PR #274, opened 2016-03-24
Removed the cookies from the remote node rules.

knobunc:
The rest of the ovs sdn rules had removed them in other patches.  This catches the other cases we hadn't yet changed.

PR #294, opened 2016-04-13
Fix AddHostSubnetRules() and DeleteHostSubnetRules()

pravisankar:


pravisankar:
We missed these fixes in https://github.com/openshift/openshift-sdn/pull/274
@knobunc @danwinship @dcbw  PTAL

dcbw:
LGTM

____________________

**Exercise directions:** Could you repeat every record word for word?

**Answer box:**
PR #274, opened 2016-03-24
Removed the cookies from the remote node rules.

knobunc:
The rest of the ovs sdn rules had removed them in other patches.  This catches the other cases we hadn't yet changed.

PR #294, opened 2016-04-13
Fix AddHostSubnetRules() and DeleteHostSubnetRules()

pravisankar:


pravisankar:
We missed these fixes in https://github.com/openshift/openshift-sdn/pull/274
@knobunc @danwinship @dcbw  PTAL

dcbw:
LGTM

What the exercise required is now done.